// Performance Analysis Tools
There are multiple ways to improve your program performance:
- Reducing execution time of the program
- Achieving good scaling to larger number of processes
- Achieving good scaling to larger number of processes
The time command
The most important goal of performance tuning is to reduce the program's wall clock time. Use the time command to see the overall timing of your program, for example:
$ time ./executable
... or ...
$ time mpirun -perhost 6 -np 102 ./mpi_executable
The output of the time is in minutes and seconds, e.g.:
real 33m44.268s user 191m53.336s sys 2m3.520s
The realtime is the elapsedtime from the beginning to the end of the program. The user time, also known as CPUtime, is the time used by the program itself and any library subroutines it calls. The sys time is the time used by system calls invoked by the program, including performing I/O, writing to disks, printing to the screen, etc. It is worth it to minimize the system time by speeding up the disk I/O. Doing I/O in parallel or in the background while the CPUs compute in the foreground is a good tuning consideration.
The real * number_of_processor_used_on_the_host should be nearly equal to user + systime. The small difference between them is caused by the I/O time required to bring in the program's text and data, I/O time to acquire real memory for the program to use, or CPU time used by the operating system.
The gprof command
The GNU profiler gprof is a useful tool for locating hot spots in a program. It displays the following information:
- The percentage of CPU time taken by each function and all functions it calls (its descendants).
- A breakdown of time used by each function and its descendants.
- A breakdown of time used by each function and its descendants.
How to use gprof:
- Compile and link all code with the -pg option.
- Run the program as usual. When it completes you should have a binary file called gmon.out, which contains runtime statistics.

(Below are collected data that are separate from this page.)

Issue #74, opened 2021-06-01
Rename COSE content type to algorithm


madwizard-thomas:
Moved from #73:
> Some other minor things I came across is COSEContentType: this is called COSE algorithm in WebAuthn and COSE specs. Also ECDSA_SHA256/ECDSA_SHA384/ECDSA_SHA512 are called ES256, ES384 and ES512 in the specs.

The algorithm simultaneously defines the message digest algorithm (e.g. SHA256) and the signature algorithm (ECDSA, EDDSA, RSA-PSS, etc.). Implicitly this also restricts things like the type of key and curve used.

Firstyear:
I think this is resolved

PR #75, opened 2021-06-01
Rename COSE content type and ESDSA members to conform to spec

madwizard-thomas:
Implements #74

- [x] cargo fmt has been run


madwizard-thomas:
May be better to rename the _type members to `alg` or `algorithm` as well (`alg` is usually used in the spec)

Issue #73, opened 2021-05-21
Requirements to finalise v0.3


Firstyear:
What would be required to finalise v0.3? Are there any other breaking api changes we want to make?

Firstyear:
cc @ericmarkmartin @agrinman

madwizard-thomas:
Some thoughts:

- What do you think about having separate structures containing the attestation statement data (e.g. `PackedAttestation`, `TpmAttestation` etc.) so the data they contain can be accessed later (for example in the trust validation). There could be a `Verify` trait implemented on all of them with a method `verify(authenticatorData, policy)` instead of the separate `verify_*_attestation` methods?
- `UserHandle` has a maximum of 64 bytes in the spec, that might warrant a specific type for it.

Firstyear:
I think the userHandle comment is good, we should check and limit that I suspect.

I'm not sure what you mean by the attestation statement types? We already return the attested credential data, but I'm assuming you mean we should return the ACD in a more user-friendly format for callers to be able to inspect?

madwizard-thomas:
> I'm not sure what you mean by the attestation statement types? We already return the attested credential data, but I'm assuming you mean we should return the ACD in a more user-friendly format for callers to be able to inspect?

Yes I meant separating the parsing and verification, so the parsed data is available for later. Although that may be of limited use,  trust validation mainly uses the attestation type and path. The main reason I mentioned it is the different verify functions stood out and a Verify trait seemed more idiomatic to me.

Some other minor things I came across is `COSEContentType`: this is called COSE algorithm in WebAuthn and COSE specs. Also ECDSA_SHA256/ECDSA_SHA384/ECDSA_SHA512 are called ES256, ES384 and ES512 in the specs.

Should I create separate issues for these kind of things? 

Btw which WebAuthn spec is the library aiming for? v1 or 2? Or both?

Firstyear:
> > I'm not sure what you mean by the attestation statement types? We already return the attested credential data, but I'm assuming you mean we should return the ACD in a more user-friendly format for callers to be able to inspect?
> 
> Yes I meant separating the parsing and verification, so the parsed data is available for later. Although that may be of limited use, trust validation mainly uses the attestation type and path. The main reason I mentioned it is the different verify functions stood out and a Verify trait seemed more idiomatic to me.

[...]

PR #77, opened 2021-06-07
Verify we have implemented Level 2 of RP

Firstyear:
Relates #73 - this is a review of our registration and authentication code to ensure that we have followed the steps as laid out in level 2 of the webauthn specification.


Firstyear:
Since this is comments-only update, I'm going to merge this :)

- View the profile statistics by typing gprof followed by the name of the executable and the gmon.out file, which will construct a text display of the functions within the program (call tree and CPU time spent in every subroutine).
$ gprof ./myexecutable gmon.out
... or ...
$ gprof ./myexecutable gmon.out > gprof.out
MPI profiling: mpiP
mpiP, a lightweight profiling library for MPI applications, is a very useful tool for collecting statistical information on the MPI functions. mpiP generates considerably less overhead and much less data than tracing tools. It only uses communication during report generation, typically at the end of the experiment, to merge results from all of the tasks into a single output file.

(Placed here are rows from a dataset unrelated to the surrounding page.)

PR #78, opened 2021-06-07
Support U2F appid extension

dani-garcia:
Implements support for the appid extension for U2F backwards compatibility.

I've noticed that some types have been recently changed to return &str instead of a String, and I've considered doing the same here, but didn't want to complicate the code adding lifetimes, let me know if you'd prefer it that way and I can change it.

Might also want to change the parameter type from String to something like Into<String>, which would make it easier to use both &str and String types directly.

- [x] cargo fmt has been run


Firstyear:
It would be good to have an associated test case with test vectors to make sure this is working for decoding. Otherwise looks nice and simple :)

Firstyear:
Adding @ericmarkmartin to review as they wrote most of the Extension code originally and may have input :)

ericmarkmartin:
It looks good to me, though agreed about the test. My one (very insignificant question) is whether the rust name for the field should be `app_id`.

dani-garcia:
Regarding the name, I've kept it that way to match the expected value in the spec, I can change it to app_id if it's preferred but then I'd also need to add a `#[serde(rename = "appid")]` to keep it from being sent as `appId` when encoded.

I'm not sure I understand what decoding test you have in mind, the `RequestAuthenticationExtensions` object is passed directly in `generate_challenge_authenticate_options` and output to the client as JSON, so this object is only ever encoded, and never decoded. As far as I know the client doesn't send the value back.

I've cheched if the clients send any input with this extension that might need validation and I've noticed that in `authenticate_credential`, we pass a `PublicKeyCredential` received from the client, and when using the appid extension, my client sends this object:
```json
{
   "id":"uXZjCXdT...",
   "rawId":"uXZjCXdTf...",
   "type":"public-key",
   "extensions":{
      "appid":true
   },
   "response":{
      "authenticatorData":"NWJT...",
      "clientDataJson":"eyJjaGFs...",
      "signature":"MEUCICxk..."
   }
}
```

That extensions object is not being decoded in `PublicKeyCredential` at the moment, but the official docs say (https://www.w3.org/TR/webauthn-2/#sctn-appid-extension):
> Returns the value of output. If true, the AppID was used and thus, when verifying the assertion, the Relying Party MUST expect the rpIdHash to be the hash of the AppID, not the RP ID.

So I guess I can also use that instead of an external flag to decide which RPID to use at validation time, though it's not necessary for my use case right now, so maybe it can be left for the future.

Firstyear:
> Regarding the name, I've kept it that way to match the expected value in the spec, I can change it to app_id if it's preferred but then I'd also need to add a `#[serde(rename = "appid")]` to keep it from being sent as `appId` when encoded.

I think it's fine as appid right now. :) 

> 
> I'm not sure I understand what decoding test you have in mind, the `RequestAuthenticationExtensions` object is passed directly in `generate_challenge_authenticate_options` and output to the client as JSON, so this object is only ever encoded, and never decoded. As far as I know the client doesn't send the value back.
> 
> I've cheched if the clients send any input with this extension that might need validation and I've noticed that in `authenticate_credential`, we pass a `PublicKeyCredential` received from the client, and when using the appid extension, my client sends this object:
> 
> ```json
> {
>    "id":"uXZjCXdT...",
>    "rawId":"uXZjCXdTf...",
>    "type":"public-key",
>    "extensions":{
>       "appid":true
>    },
>    "response":{
>       "authenticatorData":"NWJT...",
>       "clientDataJson":"eyJjaGFs...",
>       "signature":"MEUCICxk..."
>    }
> }
> ```
> 
> That extensions object is not being decoded in `PublicKeyCredential` at the moment, but the official docs say (https://www.w3.org/TR/webauthn-2/#sctn-appid-extension):
> 
> > Returns the value of output. If true, the AppID was used and thus, when verifying the assertion, the Relying Party MUST expect the rpIdHash to be the hash of the AppID, not the RP ID.
> 
> So I guess I can also use that instead of an external flag to decide which RPID to use at validation time, though it's not necessary for my use case right now, so maybe it can be left for the future.

I think if this is the case, we should support it now. But I'm trying to consider how this logic will look in our code. 

My current thinking is that in `generate_challenge_register_options` we check for the appId extension. If it's present, we take the appId from the extension, and store it to `RegistrationState` as a new field appid `Option<String>`. Then in `register_credential` we decompose this, and we pass the Option to `register_credential_internal`. If it's present, we check rpIdHash is the hash of one of the appid OR the rp_id. This allows us to satsify that MAY condition.

dani-garcia:
I've implemented the changes you mention against the authentication functions (`generate_challenge_authenticate` and `AuthenticationState`), as this extension is mostly meant to apply for the compatibility with existing credentials, and not so much the creation of new ones. Let me know how the code looks and if you think there's any changes that I should make.

The tests still pass, but it might be a good idea to create an alternative test to `test_authentication` that uses the appid path, I'll look into generating some test data to do it.

Firstyear:
@dani-garcia This looks really good, great work! I think tests would be good to have here still so do you want me to wait for you to add these before we proceed? 

@ericmarkmartin Can I get you to double check/approve if you're happy too?

src/core.rs
```diff
@@ -604,8 +606,17 @@ impl<T> Webauthn<T> {
...
-        if data.authenticator_data.rp_id_hash != self.rp_id_hash {
-            return Err(WebauthnError::InvalidRPIDHash);
+        // Note that if we have an appid stored in the state and the client indicates it has used the appid extension,
+        // we check the hash against this appid instead of the Relying Party
+        let has_appid_enabled = rsp.extensions.as_ref().map(|e| e.appid).unwrap_or(false);
+        if has_appid_enabled && appid.is_some() {
+            if data.authenticator_data.rp_id_hash != compute_sha256(appid.as_ref().unwrap().as_bytes()) {
+                return Err(WebauthnError::InvalidRPIDHash);
+            }
+        } else {
```
ericmarkmartin, line 616: any reason this can't be an `else if`?

src/core.rs
```diff
@@ -604,8 +606,17 @@ impl<T> Webauthn<T> {
         // Token Binding ID for the connection.
 
         // Verify that the rpIdHash in authData is the SHA-256 hash of the RP ID expected by the Relying Party.
-        if data.authenticator_data.rp_id_hash != self.rp_id_hash {
-            return Err(WebauthnError::InvalidRPIDHash);
+        // Note that if we have an appid stored in the state and the client indicates it has used the appid extension,
+        // we check the hash against this appid instead of the Relying Party
+        let has_appid_enabled = rsp.extensions.as_ref().map(|e| e.appid).unwrap_or(false);
+        if has_appid_enabled && appid.is_some() {
+            if data.authenticator_data.rp_id_hash != compute_sha256(appid.as_ref().unwrap().as_bytes()) {
```
ericmarkmartin, line 613: can we match here? Checking `is_some` and then `unwrap`ing seems like an anti-pattern to me.

ericmarkmartin (changes requested):
Other than a couple of nits (see review) and @Firstyear's comment about tests, looks great!

dani-garcia:
@Firstyear @ericmarkmartin I've added a test using the new functionality with my yubico 5 on firefox, and fixed the couple of nits mentioned.

ericmarkmartin (approved):
Looks fantastic

src/core.rs
```diff
@@ -604,7 +606,14 @@ impl<T> Webauthn<T> {
         // Token Binding ID for the connection.
 
         // Verify that the rpIdHash in authData is the SHA-256 hash of the RP ID expected by the Relying Party.
-        if data.authenticator_data.rp_id_hash != self.rp_id_hash {
+        // Note that if we have an appid stored in the state and the client indicates it has used the appid extension,
+        // we check the hash against this appid instead of the Relying Party
+        let has_appid_enabled = rsp.extensions.as_ref().map(|e| e.appid);
+        if let (Some(true), Some(appid)) = (has_appid_enabled, appid) {
+            if data.authenticator_data.rp_id_hash != compute_sha256(appid.as_bytes()) {
```
Firstyear, line 613: https://www.w3.org/TR/webauthn-2/#sctn-appid-extension
10.2: "When verifying the assertion, expect that the rpIdHash MAY be the hash of the AppID instead of the RP ID."

The key word here is MAY. If we have a mixed u2f + webauth credential, and we send appId then we need to expect *either* RP ID, rather than one or the other. So I think this logic may not actually be correct on reflection. 

I think it should be:


```
let appid_hash = if rsp.extensions.as_ref().map(|e| e.appid).unwrap_or(false) {
    appid.map(|id| compute_sha256(id.as_bytes()))
} else {
    None
};

// Appid Hash is now Some(Vec<u8>) if requested, None if not.
debug_assert!(rsp.extensions.as_ref().map(|e| e.appid).unwrap_or(false) == appid_hash.is_some());

if ! (
    data.authenticator_data.rp_id_hash == self.rp_id_hash ||
    Some(data.authenticator_data.rp_id_hash) == appid_hash
) {
    return Err(WebauthnError::InvalidRPIDHash);
};
```

src/core.rs
```diff
@@ -1290,6 +1304,82 @@ mod tests {
...
+        "#;
+        let rsp_d: PublicKeyCredential = serde_json::from_str(rsp).unwrap();
+
+        // Now verify it!
+        let r = wan.verify_credential_internal(
+            &rsp_d,
+            UserVerificationPolicy::Discouraged,
+            &zero_chal,
+            &cred,
+            &Some(String::from("https://testing.local/app-id.json")),
```
Firstyear, line 1382: Probably also worth a duplication of this verify_credential_internal where Option<Appid> is None to show it fails when you don't have appid with this credential response. IE .is_err().

Firstyear (changes requested):

Firstyear:
Sorry to do this, it all looks really good but on review I noticed a logic fault, and an area to extend the tests a little. But like Eric said, it looks great, thank you so much!

dani-garcia:
Fixed that logic issue and added a couple more tests:

- We provide a valid RPID, and set appid extension to true, which should effectively ignore the stored AppId and use the WebAuthn RP.
- We provide an AppId, but the extension is set to false, which should only check against the RPID and fail.

Firstyear:
Great work @dani-garcia - thank you for your patience as we reviewed this, and for adding all the changes. Really appreciate it!

PR #79, opened 2021-06-14
Try from str base64

Firstyear:
Adds tryfrom for Base64UrlSafeData so we can convert from Strings

- [ - ] documentation has been updated with relevant examples (if relevant)


Firstyear:
I do wonder if we should split base64 out to a different crate, or add it to the main base64 crate....

ericmarkmartin:
Yeah it's seems to gain more features every PR---+1 for this convert implementation though

PR #81, opened 2021-06-30
Extend registration metadata options

Firstyear:
This changes what we parse to policy_verify_trust to be clearer, and moves the ParsedAttestationData out to proto since we may choose to expose this to consumers later. 

A lingering question is what we return from `register_credential`. Currently we return `Result<(Credential, AuthenticatorData<Registration>), WebauthnError>` but outside of the extensions in authenticator data, this is not very useful.

I think we should consider changing this to return ParsedAttestationData instead, and moving the Registration extensions into PAD, which is "nicer" for consumers to then consume.

I think PAD should be left as NOT ser/deser because I think it should be up to consumers to save what they want from the structure in a way that is compatible and auditable for them. 

### DIFF
--- a/src/attestation.rs
+++ b/src/attestation.rs
@@ -9,9 +9,9 @@ use crate::crypto;
 use crate::crypto::compute_sha256;
 use crate::error::WebauthnError;
 use crate::proto::{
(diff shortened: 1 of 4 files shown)


Firstyear:
See #73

Using mpiP is very simple:
- First, find and load an mpiP module:
$ module spider mpi
If you do not have an appropriate compiler module loaded first, lmod will output a list of modules to choose from; load one of them.
$ module load mpi/impi/<version-number> - The application does not have to be recompiled to use mpiP. mpiP is a link-time library. mpiP will work without -g. Just include the following libraries during the compilation/linking:
mpif90 test.f90 -lmpiP -lm -lbfd -liberty -lunwind -lz
The libraries (-lbfd -liberty ) provide support for decoding the symbol information; they are part of the GNU binutils. - Run your application as usual. You can verify that mpiP is working by looking at the end of the standard output file of your job. You should see something like:
mpiP: mpiP: Storing mpiP output in [./global_fcst.mpip.36.8827.1.mpiP]. mpiP:
Intel Tools
For Intel and Intel MPI performance analysis tools like Advisor, Inspector, itac, and vtune, run:
$ module spider <tool-name>
TAU performance system
TAU is a powerful performance evaluation tool, which supports both parallel profiling and tracing. Profiling and tracing allows you to not only measure time but also to see hardware performance counters from the CPUs.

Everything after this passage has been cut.